Nella gotta del Banco di Ferro sono stati trovati cocci di vasellame e altri reperti. Cosa spingeva gli uomini preistorici in luoghi così inospitali? Probabilmente gli antichi abitatori del Pollino portavano nella grotta, il grembo materno, simbolo ancestrale di fertilità, doni e offerte che testimoniano la sacralità associata a questi luoghi. Una sacralità che ancora oggi ricerchiamo, forse inconsciamente, sebbene a volte prevalga l'interesse scientifico o sportivo. Si notano tracce del passaggio di animali; ritrovo una penna di barbagianni e nel cielo un gheppio dà la caccia a delle rondini. Piante secche di basilisco accasciate lungo il sentiero...


Arriviamo alla spettacolare caverna, non di difficile accesso, ed entriamo all'interno. Noto un grillo delle grotte e altri insetti che vivono nell'oscurità.

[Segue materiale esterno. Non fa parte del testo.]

PR #481, opened 2021-05-07
Min buy amount

da-kami:


swap/src/bin/swap.rs
```diff
@@ -94,23 +94,53 @@ async fn main() -> Result<()> {
...
+            debug!("Requesting quote");
+            let bid_quote = event_loop_handle.request_quote().await?;
+            info!("Received quote: 1 XMR ~ {}", bid_quote.price);
+
+            let initial_max_giveable = bitcoin_wallet.max_giveable(TxLock::script_size()).await?;
+            let (send_bitcoin, fees) = determine_btc_to_swap(
+                bid_quote.clone(),
                 bitcoin_wallet.balance(),
                 bitcoin_wallet.new_address(),
                 async {
```
thomaseizinger, line 106: >  If you can come up with a clever way to re-arrange code in/around determine_btc_to_swap let me know please :)

You just need to decompose this future into multiple so you can move the loop inside. I also think you can simplify this implementation quite a bit by going into the direction of what @bonomat was doing in https://github.com/comit-network/xmr-btc-swap/pull/474:

Include relevant information as fields:

```rust
tracing::info!(
    %balance,
    %max_giveable,
	%min_buy,
    "Received BTC",
);
```

Also, I believe you will need to `sync` in the loop, otherwise you never learn about your new balance.

swap/src/bin/swap.rs
```diff
@@ -394,74 +409,144 @@ mod tests {
...
+        let expected_fees = Amount::from_btc(0.0001).unwrap();
+
+        assert_eq!((amount, fees), (expected_amount, expected_fees))
+    }
+
+    #[tokio::test]
+    async fn given_no_balance_and_transfers_less_than_min_keep_waiting_till_enough() {
+        // TODO: We currently cannot depict this test because logic was moved
+        // into waiting for the deposit, but that logic cannot be move into
+        // determine_btc_to_swap because we run into lifetime issues with
```
thomaseizinger, line 532: A future can only be used once, if you need it multiple times, you need to add a layer of indirection that gives you a new future every time, aka a lambda.

swap/src/bin/swap.rs
```diff
@@ -336,51 +337,79 @@ async fn init_monero_wallet(
...
+        let minimum_amount = bid_quote.min_quantity;
+        let maximum_amount = bid_quote.max_quantity;
 
-    let balance = if initial_balance == Amount::ZERO {
         info!(
-            "Please deposit the BTC you want to swap to {} (max {})",
-            get_new_address.await?,
-            bid_quote.max_quantity
+            %deposit_address,
+            %current_maximum_giveable,
```
da-kami, line 365: Not sure we want to expose this to the user, but I see the CLI as a temporary solution so I think it is fine. 
We could also opt for naming it different as in `maximum_swap_amount` and potentially always print `amount` and `fees` together within here.

swap/src/bin/swap.rs
```diff
@@ -332,51 +333,79 @@ async fn init_monero_wallet(
     Ok((monero_wallet, monero_wallet_rpc_process))
 }
 
-async fn determine_btc_to_swap(
-    request_quote: impl Future<Output = Result<BidQuote>>,
-    initial_balance: impl Future<Output = Result<bitcoin::Amount>>,
+async fn determine_btc_to_swap<FB, TB, FMG, TMG, FS, TS>(
```
thomaseizinger, line 336: https://youtu.be/uUV3KvnvT-w?t=23 :joy:

swap/src/bin/swap.rs
```diff
@@ -94,23 +94,24 @@ async fn main() -> Result<()> {
...
 
-                    bitcoin_wallet.balance().await
-                },
-                bitcoin_wallet.max_giveable(TxLock::script_size()),
+            let (send_bitcoin, fees) = determine_btc_to_swap(
+                bid_quote.clone(),
+                max_givable().await?,
+                bitcoin_wallet.new_address(),
+                || bitcoin_wallet.balance(),
+                max_givable,
```
thomaseizinger, line 108: Just pass `max_givable` once.

swap/src/bin/swap.rs
```diff
@@ -94,23 +94,24 @@ async fn main() -> Result<()> {
...
-            let send_bitcoin = determine_btc_to_swap(
-                event_loop_handle.request_quote(),
-                bitcoin_wallet.balance(),
-                bitcoin_wallet.new_address(),
-                async {
-                    while bitcoin_wallet.balance().await? == Amount::ZERO {
-                        bitcoin_wallet.sync().await?;
+            debug!("Requesting quote");
+            let bid_quote = event_loop_handle.request_quote().await?;
+            info!("Received quote: 1 XMR ~ {}", bid_quote.price);
```
thomaseizinger, line 99: Why not leave that inside?

swap/src/bin/swap.rs
thomaseizinger: I guess you did that for the tests? You should be able to have state inbetween the calls to the Fn but might need to change the type to `FnMut`.

thomaseizinger (approved):
Concept ACK, nice tests, good patches!

swap/src/bin/swap.rs
da-kami: I tried to depict more clearly what actually has to be value and what a future / function in the API of `determin_btc_to_swap`. 
We only call `determine_btc_to_swap` once so I did not see any reason not to move this outside. 
Don't have strong feelings about it though, can move it inside again :)

swap/src/bin/swap.rs
da-kami: Yes, I did it for the tests. I think it's fine to leave it with the initial value passed in. I feel otherwise the tests get unnecessary complex. I was trying to put as little "logic" into the tests as possible.

bonomat (commented):
Nice work.

bonomat (approved):

swap/src/bin/swap.rs
thomaseizinger: Fine either way, your position also makes sense.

Nino afferma che nelle pozze d'acqua presenti nella grotta i ricercatori avrebbero individuato microorganismi immutati da milioni di anni, poi ci fa notare un coccio di vasellame risalente probabilmente al Neolitico. Una particolarità: oggi Maria Giovanna è la prima donna di San Lorenzo ad essere entrata in questa grotta!

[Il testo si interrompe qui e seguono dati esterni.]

PR #485, opened 2021-05-11
Update assert_weight test to account for a range up to 8 bytes.

### LINKED ISSUE #482: Flaky test
#443 introduced static weight constant including tests which verify that the constant don't go out of sync. 
We assumed that the transaction weight can only vary by 2 bytes, but it turned out to be wrong. 

```
 ---- bitcoin::tests::calculate_transaction_weights stdout ----
May 10 03:52:20.187  INFO bdk::wallet: Derivation of 100 addresses from 0 took 29 ms    
thread 'bitcoin::tests::calculate_transaction_weights' panicked at 'TxRedeem to have weight 548, but was 545', swap/src/bitcoin.rs:422:9
```

We should investigate why this transaction's weight was so _small_.

bonomat:
Fixes #482 

Weights fluctuate because of the length of the signatures. Valid ecdsa signatures can have 68, 69, 70, 71, or 72 bytes. Since most of our transactions have 2 signatures the weight can be up to 8 bytes less than the static weight (4 bytes per signature). 
Since it is really hard to get these short signatures (<1 in 100), I also include the transaction in the assert message which will help for debugging purposes. 

Source: https://medium.com/coinmonks/on-bitcoin-transaction-sizes-97e31bc9d816

### DIFF
--- a/swap/src/bitcoin.rs
+++ b/swap/src/bitcoin.rs
@@ -393,40 +393,26 @@ mod tests {
             .unwrap();
         let refund_transaction = bob_state6.signed_refund_transaction().unwrap();
 
-        assert_weight(
-            redeem_transaction.get_weight(),
-            TxRedeem::weight(),
-            "TxRedeem",
-        );
-        assert_weight(
-            cancel_transaction.get_weight(),
-            TxCancel::weight(),
-            "TxCancel",
-        );
-        assert_weight(
-            punish_transaction.get_weight(),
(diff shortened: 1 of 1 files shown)


da-kami (approved):
Nice! That should hopefully be the end of that problem. Thanks for investing the time to get to the bottom of it

thomaseizinger (approved):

Più oltre ci attende la parte più adrenalinica del percorso, ovvero una calata da ben 20 metri di parete verticale! Era dai tempi dell'arrampicata sportiva, praticata ogni tanto a Roma, che non mi calavo con una corda; all'inizio sono un po' impacciato e sbaglio a mettere i piedi, poi ritorna la dimestichezza con la tenica, allargo le gambe e vado giù scegliendo gli appigli. Il più bravo è sicuramente il piccolo Mattia, di soli otto anni! Uno dopo l'altro veniamo calati giù dalla mano attenta ed esperta di Nino, mentre Reale controlla tutto dal basso. Scendiamo lungo i pendii rocciosi, incrociamo la strada asfaltata e ritorniamo in paese.
 


Questa sera e i giorni rimanenti alloggerò dall'amico Franco Cattabriga, consigliere nazionale dell'Associazione Italiana Wildernes (di cui faccio parte), che ogni volta mette a disposizione la sua casa di San Lorenzo . Ci ritroviamo la sera in piazza al consueto appuntamento con un buffet a base di "lagane e fasuli" e prosciutto e formaggio sallorenziani.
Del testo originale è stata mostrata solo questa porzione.